Prior to October 1, 2020, a person in need of Community Medicaid (meaning Medicaid that covers home care and all medical expenses for a person not living permanently in a nursing home) can become Medicaid eligible by transferring assets or establishing various trusts. A critical change in New York law is taking place effective October 1,2020 – from that date forward, Medicaid will “look back” at all transfers/gifts made within 30 months of a Medicaid application. The look back rules are similar to the current nursing home Medicaid eligibility rules that require a 60 month look back for nursing home/institutional Medicaid. The new community Medicaid 30 month look back period means that any non-exempt transfers (to be explained below) within two and a half years of applying for Medicaid will be penalized. The penalty means that the value of the asset transferred is divided by the regional cost of chronic care (approximately $13,000 per month in New York); the resulting number represents the time period Medicaid will not provide coverage.
To illustrate, let’s take a simple example of Ms. Smith who is 65, not married, and retired; she has $250,000 in the bank and gives $240,000 to her child as a gift in April 2020, leaving her with a balance of $10,000. In the year 2020, Ms. Smith would be eligible for Medicaid if she had less than $15,850 (not including retirement accounts; also, for purposes of this example, we will ignore Ms. Smith’s retirement income such as social security and pension). If Ms. Smith applied for Medicaid after transferring the money to her daughter but before October 1, she would be eligible. However, if Ms. Smith applied on or after October 1, Ms. Smith would not be eligible until her penalty period elapsed. How long is her penalty? We divide the value transferred ($240,000) by the regional rate ($13,000) and the result is 18.46—meaning that Ms. Smith would not be eligible for Medicaid for almost 19 months!

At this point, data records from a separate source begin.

PR #196, opened 2020-03-10
profiling: support auto collection

rleungx:
This PR supports auto profiling.


pkg/apiserver/profiling/service.go
```diff
@@ -131,8 +168,79 @@ func (s *Service) start(c *gin.Context) {
...
+// @Summary Start auto profiling
+// @Description Start auto profiling
+// @Produce json
+// @Param req body StartRequest true "auto profiling request"
+// @Security JwtAuth
+// @Success 200 {string} string "success"
+// @Failure 400 {object} utils.APIError
+// @Router /profiling/auto/start [post]
+func (s *Service) autoStart(c *gin.Context) {
+	if atomic.LoadUint32(&s.isAutoCollectRunning) > 0 {
```
HunDunDM: Would it be better to use `CompareAndSwap`?

breeswish: Yes, we need to use CAS.

pkg/apiserver/profiling/service.go
```diff
@@ -131,8 +168,79 @@ func (s *Service) start(c *gin.Context) {
...
+}
+
+// @Summary Stop auto profiling
+// @Description Stop auto profiling
+// @Produce json
+// @Security JwtAuth
+// @Success 200 {string} string "success"
+// @Router /profiling/auto/stop [post]
+func (s *Service) autoStop(c *gin.Context) {
+	if atomic.LoadUint32(&s.isAutoCollectRunning) == 0 {
```
breeswish: CAS

pkg/apiserver/profiling/service.go
```diff
@@ -131,8 +168,79 @@ func (s *Service) start(c *gin.Context) {
...
+		c.JSON(http.StatusBadRequest, "auto profiling job has been stopped")
+	}
+
+	atomic.StoreUint32(&s.isAutoCollectRunning, 0)
+	c.JSON(http.StatusOK, "success")
```
breeswish: we can use APIEmptyResponse

rleungx:
PTAL @breeswish @HunDunDM

pkg/apiserver/profiling/service.go
```diff
@@ -131,8 +168,78 @@ func (s *Service) start(c *gin.Context) {
...
+		if atomic.LoadUint32(&s.isAutoCollectRunning) == 0 {
+			return
+		}
+		select {
+		case <-s.ctx.Done():
+			return
+		case <-timer.C:
+			_, _ = s.collect(req)
+			timer.Reset(interval)
+		default:
```
HunDunDM: This `for` loop does not block.

HunDunDM:
close by #439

The new law surrounding Medicaid eligibility requires much clarification from the legislature and much remains unknown. For example, will the use of Medicaid Asset Protection Trusts for personal primary residences be permitted without a lookback and penalty? Will Pooled Trusts currently used to shelter excess monthly income be penalized or will they continue to be an effective Medicaid planning tool? Will the new 30 month lookback law be grandfathered in to exempt those already receiving Medicaid? What is crystal clear, however, is the need to act now. The need to protect your assets from medical bills has never been as pressing and urgent as today.